Uitgeverij Voetnoot is het soort uitgeverij waaraan een lezer verslaafd kan raken. In plaats van 365 boeken op een jaar uit te geven 366 in een schrikkeljaar bouwen ze met veel geduld aan een indrukwekkende cataloog, die niet alleen inhoudelijk maar ook vormelijk uitsteken boven het gros van de boeken die in de boekhandel liggen. Onlangs verschenen delen 19,20 en 21 van hun Moldaviet-reeks, waarin ze kortverhalen of novelles van Tsjechische schrijvers voorstellen. Dit keer zijn Jan Balabàn, Arnost Lustig en Marek Sindelka de auteurs van dienst. Het wordt al snel duidelijk dat de Tsjechische literatuur niet onder één vlag te vangen is.

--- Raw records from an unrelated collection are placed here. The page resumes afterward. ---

PR #156, opened 2022-08-18
Translate new construction of NamedTuple

KDr2:
Fix https://github.com/TuringLang/Turing.jl/issues/1873

### DIFF
--- a/src/tapedfunction.jl
+++ b/src/tapedfunction.jl
@@ -369,6 +369,15 @@ function translate!!(var::IRVar, line::Core.SlotNumber,
     return Instruction(func, input, output)
 end
 
+function translate!!(var::IRVar, line::NTuple{N, Symbol},
+                     bindings::Bindings, isconst::Bool, ir) where {N}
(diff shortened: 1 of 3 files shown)


src/tapedfunction.jl
```diff
@@ -437,7 +446,7 @@ function translate!!(var::IRVar, line::Expr,
     end
 end
 
-function translate!!(var, line, bindings, ir)
+function translate!!(var, line, bindings, i, ir)
```
yebai, line 449: What's this additional argument `i'?

yebai (approved):
Thanks, @KDr2 - it looks good other than the minor clarification question below.

src/tapedfunction.jl
KDr2, line 449:
```suggestion
function translate!!(var, line, bindings, isconst, ir)
```

KDr2: the signature of `translate!!` changed in a past PR, I forgot to update this method then.

PR #1793, opened 2026-09-17
desktop: capture ANTHROPIC_* and CLAUDE_CODE_* env vars via prefix

feiming:
## Summary
- The desktop app's login-shell enrichment only forwarded a fixed, enumerated list of known env vars, so any Claude/Anthropic var set via `~/.clauderc` or similar (beyond the hardcoded list) was silently dropped.
- Switches `getShellEnv` to capture all `ANTHROPIC_*` and `CLAUDE_CODE_*` vars by prefix instead of enumerating each one, so new vars are picked up automatically.
- Also switches shell env parsing from positional lines to `KEY=VALUE` pairs parsed via `env | grep -E`, which is more robust and naturally supports prefix wildcards.

## Test plan
- [ ] Verify desktop app launches and forwards `ANTHROPIC_*`/`CLAUDE_CODE_*` env vars set in the login shell into the app's environment
- [ ] Confirm previously-supported env vars still pass through correctly

---

> [!NOTE]
> **Medium Risk**
> Changes how the desktop process inherits shell environment (including API-key-style vars) and replaces env parsing logic, so regressions could affect kube/cloud/Claude tooling at launch.
> 
> **Overview**
> **Expands desktop login-shell env enrichment** so Claude/Anthropic settings from `~/.zshrc` and similar are no longer dropped when the app is launched from the GUI.
> 
> Adds **`AWS_REGION`** to the fixed capture list and introduces **prefix capture** for `ANTHROPIC_*` and `CLAUDE_CODE_*`, applying every captured name (not only the hardcoded list) when the process env is empty. **`getShellEnv`** is reworked into a **two-pass** flow: discover variable names from `env` (prefix matches included, with a regex that ignores bash function exports), then re-query the shell for each value using **control-byte record separators** so multiline values and noisy rc-file output are less likely to corrupt parsing. Shell invocation is centralized in **`runLoginShell`**, and **KUBECONFIG** skip/warning diagnostics now compare against the **pre-enrichment** process value.
> 
> <sup>Reviewed by [Cursor Bugbot](https://cursor.com/bugbot) for commit f89299f026a6949576c31e8e163865ddbbaf1c44. Bugbot is set up for automated code reviews on this repo. Configure [here](https://www.cursor.com/dashboard/bugbot).</sup>


nadaverell (approved):
LGTM - thanks for the PR! made one small change to avoid duplicate env capture one after the other, and added tests. but the core was solid already - great work.

PR #1795, opened 2026-09-17
Feature/kamalesh hpa fixes

### LINKED ISSUE #1756: HPA evidence is rejected while any unrelated deferred informer is warming
Surfaced by a cross-model review of #1755, and deliberately left out of it: fixing this changes full-access behaviour, which that PR was required not to touch.

## The problem

Both rightsizing paths gate HPA evidence on `cache.IsDeferredSynced()`:

- `internal/prometheus/rightsizing.go` — `loadHPAManagedResources`
- `internal/prometheus/rightsizing_scan.go` — `enrichScanHPA`

That flag is **global to the deferred phase**. It reports false while *any* deferred informer is still warming, and stays false permanently if any of them failed — even when the HPA informer itself is fully synced, cluster-wide, and perfectly readable.

## Why it matters

`HPAEvidenceAvailable` gates whether a reduction may be suggested at all. A false negative here means Radar withholds a correct, useful recommendation and tells the operator it "could not verify whether autoscaling depends on this request" — when it could have, and the obstacle was an unrelated kind.

This is the mirror of the bug #1755 fixed. That one let reductions through on unseen autoscalers; this one blocks valid reductions for an unrelated reason. Both come from treating a coarse signal as an answer about one specific read.

## Shape of the fix

`ResourceCache.InformerSynced(key)` already answers the precise question — and its doc comment calls out this exact hazard. Gating on the HPA informer's own sync state rather than the whole deferred phase is the change; #1755 does the same for pods and ReplicaSets in the scan, so there is a pattern to follow.

The other three callers of `IsDeferredSynced()` were checked and are **not** affected — `internal/server/dashboard.go` sets a `DeferredLoading` UI flag, and `pkg/k8score/cache.go` uses it twice to label a sync *phase* (`SyncPhaseDeferred`). All three report progress; none gates whether data is trustworthy. So the change is confined to the two rightsizing call sites.

## Before you start

**`InformerSynced` is safe to gate on here.** It returns `(synced, known)`, and a key it has never heard of comes back `known: false` — which would be a hole if deferred kinds were registered late. They are not: `cache.go` marks an existing entry with `informerStatuses[i].Deferred = true` when the deferred phase begins, so a watched HPA informer is `known` from the start and `synced` tracks the informer's own `HasSynced`. Decide deliberately what an *unknown* key should mean, though — `requireSynced` in `internal/k8s/workload_pods.go` treats unknown as fine, because reaching a lister at all implies the kind is watched; the same reasoning applies here, with `HorizontalPodAutoscalers() == nil` already covering the not-watched case.

**`deferredFailed` is never cleared.** Three `Store(true)` sites, no `Store(false)`. One deferred informer that times out therefore suppresses HPA evidence for the entire process lifetime, not for a warm-up window — which is why this is worth fixing rather than waiting out. The timeout path logs "These resources will return 403 to API consumers", so affected clusters are identifiable from logs.

**This loosens a safety gate.** #1755 tightened it; this widens when a reduction may be recommended. On a cluster with a failed deferred sync the change flips rightsizing from *never* suggesting reductions to suggesting them, which is a large, user-visible behavioural change — worth its own before/after evidence rather than a "looks right" review.

## Gotchas in the tests

Both of these cost time during #1755:

- **`IsDeferredSynced()` is false until the deferred phase closes its channel**, even in a test cache with no deferred types. A test that builds a `ResourceCache` and immediately calls `enrichScanHPA` gets an early return and silently asserts nothing. Poll until it reports true before exercising the code.
- **`scanScopeNamespaces(nil)` returns an empty, non-nil slice**, which routes `enrichScanHPA` into its per-namespace branch over zero namespaces — so passing `nil` scopes marks nothing and the test passes vacuously. The cluster-wide branch needs an explicit nil entry: `map[string][]string{"Deployment": nil}`.

`scopeTestCache` in `internal/prometheus/podscope_test.go` builds a real `ResourceCache` over a fake clientset, and accepts `ResourceScopes` for namespace-scoped informers — #1755's HPA tests use it and are the closest model to copy.

Kamalesh-Seervi:
## Description

Fixes #1756

## Problem

Both rightsizing paths gated HPA evidence on `cache.IsDeferredSynced()`:

- `internal/prometheus/rightsizing.go` — `loadHPAManagedResources`
- `internal/prometheus/rightsizing_scan.go` — `enrichScanHPA`

That flag is global to the deferred phase. It reports false while *any* deferred
informer is warming, and — because `deferredFailed` has three `Store(true)` sites
and no `Store(false)` — stays false for the rest of the process lifetime once one
of them times out. The HPA informer itself can be fully synced, cluster-wide and
perfectly readable the whole time.

`HPAEvidenceAvailable` gates whether a reduction may be suggested at all, so a
false negative means Radar withholds a correct recommendation and tells the
operator it "could not verify whether autoscaling depends on this request" — when
it could have, and the obstacle was an unrelated kind.

This is the mirror of the bug #1755 fixed. That one let reductions through on
unseen autoscalers; this one blocked valid reductions for an unrelated reason.

## Change

Both call sites now gate on `waitForInformerSynced(ctx, cache, "horizontalpodautoscalers")`,
which reads the HPA informer's own `HasSynced` via `ResourceCache.InformerSynced`
and waits out a warming cache within the existing `warmingRetryBudget`. This is
the same helper #1755 introduced for pods and ReplicaSets in the scan.

`loadHPAManagedResources` and `enrichScanHPA` take a `ctx` so they can share that
helper; both callers already had one.

**Unknown informer keys are treated as fine.** `InformerSynced` returns
`known: false` for a kind this cache never started, and `waitForInformerSynced`
reports that as synced — the same reasoning `requireSynced` in
`internal/k8s/workload_pods.go` uses. The not-watched case is already covered by
the `HorizontalPodAutoscalers() == nil` check, which now runs first so a
disabled kind returns immediately instead of entering the wait.

The other three `IsDeferredSynced()` callers are unaffected: `internal/server/dashboard.go`
sets a `DeferredLoading` UI flag and `pkg/k8score/cache.go` uses it twice to label
a sync *phase*. All three report progress; none gates whether data is trustworthy.

## Behavioural impact

This **loosens** a safety gate. On a cluster with a failed deferred sync,
rightsizing goes from never suggesting reductions to suggesting them — a
large, user-visible change, so it gets before/after evidence rather than a
"looks right" review.

Coverage semantics are untouched: `KindCoversNamespace` still decides per
workload whether an empty HPA list is an answer or a miss, so a namespace-scoped
informer still cannot claim it ruled out an autoscaler it never looked for.

## Tests

`stalledDeferredCache` builds a real `ResourceCache` where HPAs are deferred and
synced while an unrelated deferred kind (Jobs, via `DebugSyncDelays`) never
starts — the shape of a cluster whose deferred sync timed out. It asserts
`IsDeferredSynced()` is false, so the test cannot pass vacuously.

- `TestEnrichScanHPAIgnoresUnrelatedDeferredInformers` — scan path
- `TestLoadHPAManagedResourcesIgnoresUnrelatedDeferredInformers` — single-workload path
- `TestLoadHPAManagedResourcesReportsAnUnwatchedKind` — pins the unknown-key decision

Both regression tests **fail** against the old `IsDeferredSynced()` gate
(verified by temporarily restoring it) and pass with the fix.

Also removed the now-unnecessary `IsDeferredSynced()` poll from
`TestEnrichScanHPAHonoursCoverageEndToEnd` — the gate it was waiting on is gone.

## Verification

- `go build ./...`
- `go vet ./internal/prometheus/`
- `go test ./internal/prometheus/... ./internal/k8s/... -count=1`

No UI surface changed, so no visual test.

## Type of change

- [ ] New feature (non-breaking change that adds functionality)
- [ ] Documentation update

## How has this been tested?

Describe the tests you ran to verify your changes.

- [ ] Tested locally with minikube/kind
- [ ] Added/updated unit tests

## Checklist

- [ ] My code follows the project's coding standards
- [ ] I have performed a self-review of my code
- [ ] I have added comments where necessary
- [ ] My changes generate no new warnings

## Related issues

Fixes #(issue number)

---

> [!NOTE]
> **Medium Risk**
> Changes when rightsizing may suggest CPU/memory reductions by altering HPA evidence gating; behavior improves when unrelated deferred informers stall but could surface reductions that were previously withheld.
> 
> **Overview**
> Rightsizing was treating HPA autoscaler evidence as unavailable whenever the **entire deferred informer phase** had not finished, even if the HPA informer itself was already synced. That blocked valid downsize guidance (`hpa_evidence_unavailable`) when an unrelated deferred kind was still warming or permanently stuck.
> 
> **`loadHPAManagedResources`** and **`enrichScanHPA`** now take a **`context`** and gate on **`waitForInformerSynced`** for the HorizontalPodAutoscaler informer only, not **`IsDeferredSynced()`**. Namespace coverage checks are unchanged.
> 
> Tests add a **`stalledDeferredCache`** (synced HPA + stuck Jobs deferred informer) and assert both the scan and single-workload paths still set **`hpaAvailable`** and **`hpaManaged`** when HPAs are readable.
> 
> <sup>Reviewed by [Cursor Bugbot](https://cursor.com/bugbot) for commit 32174ba9ea30013b0c908ef29d2b6b0e94320feb. Bugbot is set up for automated code reviews on this repo. Configure [here](https://www.cursor.com/dashboard/bugbot).</sup>


nadaverell (approved):
LGTM, merging - thanks!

Balaban (1961- 2010) weeft in Dona Nobis Pacem twee verhalen door elkaar. In het ene verhaal maken we kennis met Petr Zabransky, een kunstschilder die zonet van het dak is gevallen en beseft dat hij aan het sterven is. Hij kijkt terug op zijn leven en denkt aan zijn dochter Vera. Dat is ook meteen de link met het tweede verhaal, waarin we Marek ontmoeten, een jongeman die de liefde en de seksualiteit nog moet ontdekken, tot hij Vera leert kennen. Zij zal Marek doen inzien dat hij sterfelijk is. Op die manier naait Balaban de twee verhalen mooi aan elkaar.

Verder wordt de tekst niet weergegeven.